TASK OBJECTIVE — Without any change, set down every record below.

PROVIDED DATA —
# # # # #

PR #793, opened 2021-11-15
Update version of openssl that's built

daveisfera:
*Issue #, if available:*
N/A

*Description of changes:*
Update to the latest version of openssl for good measure

### DIFF
--- a/CMake/Dependencies/libopenssl-CMakeLists.txt
+++ b/CMake/Dependencies/libopenssl-CMakeLists.txt
@@ -21,7 +21,7 @@ endif()
 include(ExternalProject)
 ExternalProject_Add(project_libopenssl
     GIT_REPOSITORY    https://github.com/openssl/openssl.git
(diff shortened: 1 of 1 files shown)


daveisfera:
There are 7 CVEs and a few other security fixes, so just seems like a good idea and the right thing to do

hassanctech:
We can consider this however we've found even around our selected version of openssl there were adjacent ones that for example didn't build on ARM platform, we will look into this and see if there are any issues.  We must support mips as well so will need to test that one also.  If you have tested our SDK with this version on a mips/arm platform and had no issues that datapoint would be helpful feel free to share!

daveisfera:
We're currently only building and running on x86

disa6302:
Updated to 1.1.1t here: https://github.com/awslabs/amazon-kinesis-video-streams-producer-sdk-cpp/pull/950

# # # # #

TASK RESPONSE —
PR #793, opened 2021-11-15
Update version of openssl that's built

daveisfera:
*Issue #, if available:*
N/A

*Description of changes:*
Update to the latest version of openssl for good measure

### DIFF
--- a/CMake/Dependencies/libopenssl-CMakeLists.txt
+++ b/CMake/Dependencies/libopenssl-CMakeLists.txt
@@ -21,7 +21,7 @@ endif()
 include(ExternalProject)
 ExternalProject_Add(project_libopenssl
     GIT_REPOSITORY    https://github.com/openssl/openssl.git
(diff shortened: 1 of 1 files shown)


daveisfera:
There are 7 CVEs and a few other security fixes, so just seems like a good idea and the right thing to do

hassanctech:
We can consider this however we've found even around our selected version of openssl there were adjacent ones that for example didn't build on ARM platform, we will look into this and see if there are any issues.  We must support mips as well so will need to test that one also.  If you have tested our SDK with this version on a mips/arm platform and had no issues that datapoint would be helpful feel free to share!

daveisfera:
We're currently only building and running on x86

disa6302:
Updated to 1.1.1t here: https://github.com/awslabs/amazon-kinesis-video-streams-producer-sdk-cpp/pull/950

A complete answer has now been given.